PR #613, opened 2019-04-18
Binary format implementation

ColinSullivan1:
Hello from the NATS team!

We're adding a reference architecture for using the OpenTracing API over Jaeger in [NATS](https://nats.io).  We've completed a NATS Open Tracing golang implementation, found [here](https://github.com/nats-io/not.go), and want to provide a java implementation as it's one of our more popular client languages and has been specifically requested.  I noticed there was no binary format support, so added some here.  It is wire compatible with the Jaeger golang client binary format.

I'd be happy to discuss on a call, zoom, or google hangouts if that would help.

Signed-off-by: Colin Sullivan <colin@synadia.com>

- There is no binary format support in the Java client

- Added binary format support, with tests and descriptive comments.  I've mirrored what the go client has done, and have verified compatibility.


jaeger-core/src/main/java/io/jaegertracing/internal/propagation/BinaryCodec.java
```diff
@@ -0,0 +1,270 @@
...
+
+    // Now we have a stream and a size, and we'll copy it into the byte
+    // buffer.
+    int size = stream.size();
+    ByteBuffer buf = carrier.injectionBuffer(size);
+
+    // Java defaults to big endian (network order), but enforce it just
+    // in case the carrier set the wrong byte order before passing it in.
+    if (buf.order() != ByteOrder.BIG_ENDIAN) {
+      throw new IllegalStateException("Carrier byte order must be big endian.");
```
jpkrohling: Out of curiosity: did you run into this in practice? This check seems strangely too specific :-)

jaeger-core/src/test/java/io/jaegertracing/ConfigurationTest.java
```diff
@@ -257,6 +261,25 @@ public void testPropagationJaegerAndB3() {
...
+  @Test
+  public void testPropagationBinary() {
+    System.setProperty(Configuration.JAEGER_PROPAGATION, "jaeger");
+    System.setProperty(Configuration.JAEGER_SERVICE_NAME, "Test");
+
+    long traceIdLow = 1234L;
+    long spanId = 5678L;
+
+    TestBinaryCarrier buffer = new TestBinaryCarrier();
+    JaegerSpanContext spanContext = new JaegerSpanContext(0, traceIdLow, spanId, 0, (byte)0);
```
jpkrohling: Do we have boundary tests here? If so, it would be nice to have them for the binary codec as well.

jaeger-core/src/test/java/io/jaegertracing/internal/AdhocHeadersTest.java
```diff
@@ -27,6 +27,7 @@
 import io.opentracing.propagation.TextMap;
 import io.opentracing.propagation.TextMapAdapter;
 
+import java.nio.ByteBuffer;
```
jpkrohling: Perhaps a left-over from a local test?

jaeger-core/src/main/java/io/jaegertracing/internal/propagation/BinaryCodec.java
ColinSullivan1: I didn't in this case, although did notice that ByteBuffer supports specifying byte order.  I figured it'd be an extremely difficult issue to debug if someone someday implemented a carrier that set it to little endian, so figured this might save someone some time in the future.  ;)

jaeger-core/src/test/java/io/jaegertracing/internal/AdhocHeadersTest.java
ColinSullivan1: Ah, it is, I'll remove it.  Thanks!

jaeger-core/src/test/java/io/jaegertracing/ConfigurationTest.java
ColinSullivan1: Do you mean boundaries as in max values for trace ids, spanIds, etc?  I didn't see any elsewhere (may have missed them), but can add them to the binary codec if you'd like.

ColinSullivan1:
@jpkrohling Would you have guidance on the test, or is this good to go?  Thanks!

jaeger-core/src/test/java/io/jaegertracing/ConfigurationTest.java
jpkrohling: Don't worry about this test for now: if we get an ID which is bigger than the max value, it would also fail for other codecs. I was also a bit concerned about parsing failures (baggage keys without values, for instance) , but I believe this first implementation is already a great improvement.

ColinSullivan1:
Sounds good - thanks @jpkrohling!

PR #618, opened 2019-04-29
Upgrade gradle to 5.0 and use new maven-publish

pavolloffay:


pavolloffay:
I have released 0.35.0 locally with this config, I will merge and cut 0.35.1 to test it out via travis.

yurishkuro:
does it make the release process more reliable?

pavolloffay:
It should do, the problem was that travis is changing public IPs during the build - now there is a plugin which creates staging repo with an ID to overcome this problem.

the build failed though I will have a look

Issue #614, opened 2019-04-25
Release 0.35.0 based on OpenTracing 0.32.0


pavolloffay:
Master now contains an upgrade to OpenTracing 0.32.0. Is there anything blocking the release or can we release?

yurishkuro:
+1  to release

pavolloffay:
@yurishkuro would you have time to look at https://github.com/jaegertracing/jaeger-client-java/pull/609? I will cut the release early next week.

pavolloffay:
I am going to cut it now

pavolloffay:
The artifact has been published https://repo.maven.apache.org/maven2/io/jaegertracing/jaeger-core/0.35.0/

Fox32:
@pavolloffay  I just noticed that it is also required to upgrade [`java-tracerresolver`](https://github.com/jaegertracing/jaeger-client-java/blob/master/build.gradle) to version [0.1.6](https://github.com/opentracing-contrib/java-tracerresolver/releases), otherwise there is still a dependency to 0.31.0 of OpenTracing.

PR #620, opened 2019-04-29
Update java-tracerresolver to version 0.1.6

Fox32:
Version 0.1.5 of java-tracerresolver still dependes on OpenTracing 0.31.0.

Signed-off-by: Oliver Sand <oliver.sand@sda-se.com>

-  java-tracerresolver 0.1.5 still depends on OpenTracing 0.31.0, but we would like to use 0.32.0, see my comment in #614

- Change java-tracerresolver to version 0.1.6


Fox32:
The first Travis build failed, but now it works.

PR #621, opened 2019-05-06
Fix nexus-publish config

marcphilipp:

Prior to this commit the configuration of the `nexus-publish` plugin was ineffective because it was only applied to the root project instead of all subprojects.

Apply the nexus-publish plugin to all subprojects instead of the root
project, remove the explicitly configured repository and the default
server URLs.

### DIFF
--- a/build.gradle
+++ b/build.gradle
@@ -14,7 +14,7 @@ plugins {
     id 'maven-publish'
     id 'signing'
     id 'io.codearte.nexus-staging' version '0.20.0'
----
→ **What the task requires**:
Each line of the listing is to be repeated without alteration.

→ **Response area**:
PR #613, opened 2019-04-18
Binary format implementation

ColinSullivan1:
Hello from the NATS team!

We're adding a reference architecture for using the OpenTracing API over Jaeger in [NATS](https://nats.io).  We've completed a NATS Open Tracing golang implementation, found [here](https://github.com/nats-io/not.go), and want to provide a java implementation as it's one of our more popular client languages and has been specifically requested.  I noticed there was no binary format support, so added some here.  It is wire compatible with the Jaeger golang client binary format.

I'd be happy to discuss on a call, zoom, or google hangouts if that would help.

Signed-off-by: Colin Sullivan <colin@synadia.com>

- There is no binary format support in the Java client

- Added binary format support, with tests and descriptive comments.  I've mirrored what the go client has done, and have verified compatibility.


jaeger-core/src/main/java/io/jaegertracing/internal/propagation/BinaryCodec.java
```diff
@@ -0,0 +1,270 @@
...
+
+    // Now we have a stream and a size, and we'll copy it into the byte
+    // buffer.
+    int size = stream.size();
+    ByteBuffer buf = carrier.injectionBuffer(size);
+
+    // Java defaults to big endian (network order), but enforce it just
+    // in case the carrier set the wrong byte order before passing it in.
+    if (buf.order() != ByteOrder.BIG_ENDIAN) {
+      throw new IllegalStateException("Carrier byte order must be big endian.");
```
jpkrohling: Out of curiosity: did you run into this in practice? This check seems strangely too specific :-)

jaeger-core/src/test/java/io/jaegertracing/ConfigurationTest.java
```diff
@@ -257,6 +261,25 @@ public void testPropagationJaegerAndB3() {
...
+  @Test
+  public void testPropagationBinary() {
+    System.setProperty(Configuration.JAEGER_PROPAGATION, "jaeger");
+    System.setProperty(Configuration.JAEGER_SERVICE_NAME, "Test");
+
+    long traceIdLow = 1234L;
+    long spanId = 5678L;
+
+    TestBinaryCarrier buffer = new TestBinaryCarrier();
+    JaegerSpanContext spanContext = new JaegerSpanContext(0, traceIdLow, spanId, 0, (byte)0);
```
jpkrohling: Do we have boundary tests here? If so, it would be nice to have them for the binary codec as well.

jaeger-core/src/test/java/io/jaegertracing/internal/AdhocHeadersTest.java
```diff
@@ -27,6 +27,7 @@
 import io.opentracing.propagation.TextMap;
 import io.opentracing.propagation.TextMapAdapter;
 
+import java.nio.ByteBuffer;
```
jpkrohling: Perhaps a left-over from a local test?

jaeger-core/src/main/java/io/jaegertracing/internal/propagation/BinaryCodec.java
ColinSullivan1: I didn't in this case, although did notice that ByteBuffer supports specifying byte order.  I figured it'd be an extremely difficult issue to debug if someone someday implemented a carrier that set it to little endian, so figured this might save someone some time in the future.  ;)

jaeger-core/src/test/java/io/jaegertracing/internal/AdhocHeadersTest.java
ColinSullivan1: Ah, it is, I'll remove it.  Thanks!

jaeger-core/src/test/java/io/jaegertracing/ConfigurationTest.java
ColinSullivan1: Do you mean boundaries as in max values for trace ids, spanIds, etc?  I didn't see any elsewhere (may have missed them), but can add them to the binary codec if you'd like.

ColinSullivan1:
@jpkrohling Would you have guidance on the test, or is this good to go?  Thanks!

jaeger-core/src/test/java/io/jaegertracing/ConfigurationTest.java
jpkrohling: Don't worry about this test for now: if we get an ID which is bigger than the max value, it would also fail for other codecs. I was also a bit concerned about parsing failures (baggage keys without values, for instance) , but I believe this first implementation is already a great improvement.

ColinSullivan1:
Sounds good - thanks @jpkrohling!

PR #618, opened 2019-04-29
Upgrade gradle to 5.0 and use new maven-publish

pavolloffay:


pavolloffay:
I have released 0.35.0 locally with this config, I will merge and cut 0.35.1 to test it out via travis.

yurishkuro:
does it make the release process more reliable?

pavolloffay:
It should do, the problem was that travis is changing public IPs during the build - now there is a plugin which creates staging repo with an ID to overcome this problem.

the build failed though I will have a look

Issue #614, opened 2019-04-25
Release 0.35.0 based on OpenTracing 0.32.0


pavolloffay:
Master now contains an upgrade to OpenTracing 0.32.0. Is there anything blocking the release or can we release?

yurishkuro:
+1  to release

pavolloffay:
@yurishkuro would you have time to look at https://github.com/jaegertracing/jaeger-client-java/pull/609? I will cut the release early next week.

pavolloffay:
I am going to cut it now

pavolloffay:
The artifact has been published https://repo.maven.apache.org/maven2/io/jaegertracing/jaeger-core/0.35.0/

Fox32:
@pavolloffay  I just noticed that it is also required to upgrade [`java-tracerresolver`](https://github.com/jaegertracing/jaeger-client-java/blob/master/build.gradle) to version [0.1.6](https://github.com/opentracing-contrib/java-tracerresolver/releases), otherwise there is still a dependency to 0.31.0 of OpenTracing.

PR #620, opened 2019-04-29
Update java-tracerresolver to version 0.1.6

Fox32:
Version 0.1.5 of java-tracerresolver still dependes on OpenTracing 0.31.0.

Signed-off-by: Oliver Sand <oliver.sand@sda-se.com>

-  java-tracerresolver 0.1.5 still depends on OpenTracing 0.31.0, but we would like to use 0.32.0, see my comment in #614

- Change java-tracerresolver to version 0.1.6


Fox32:
The first Travis build failed, but now it works.

PR #621, opened 2019-05-06
Fix nexus-publish config

marcphilipp:

Prior to this commit the configuration of the `nexus-publish` plugin was ineffective because it was only applied to the root project instead of all subprojects.

Apply the nexus-publish plugin to all subprojects instead of the root
project, remove the explicitly configured repository and the default
server URLs.

### DIFF
--- a/build.gradle
+++ b/build.gradle
@@ -14,7 +14,7 @@ plugins {
     id 'maven-publish'
     id 'signing'
     id 'io.codearte.nexus-staging' version '0.20.0'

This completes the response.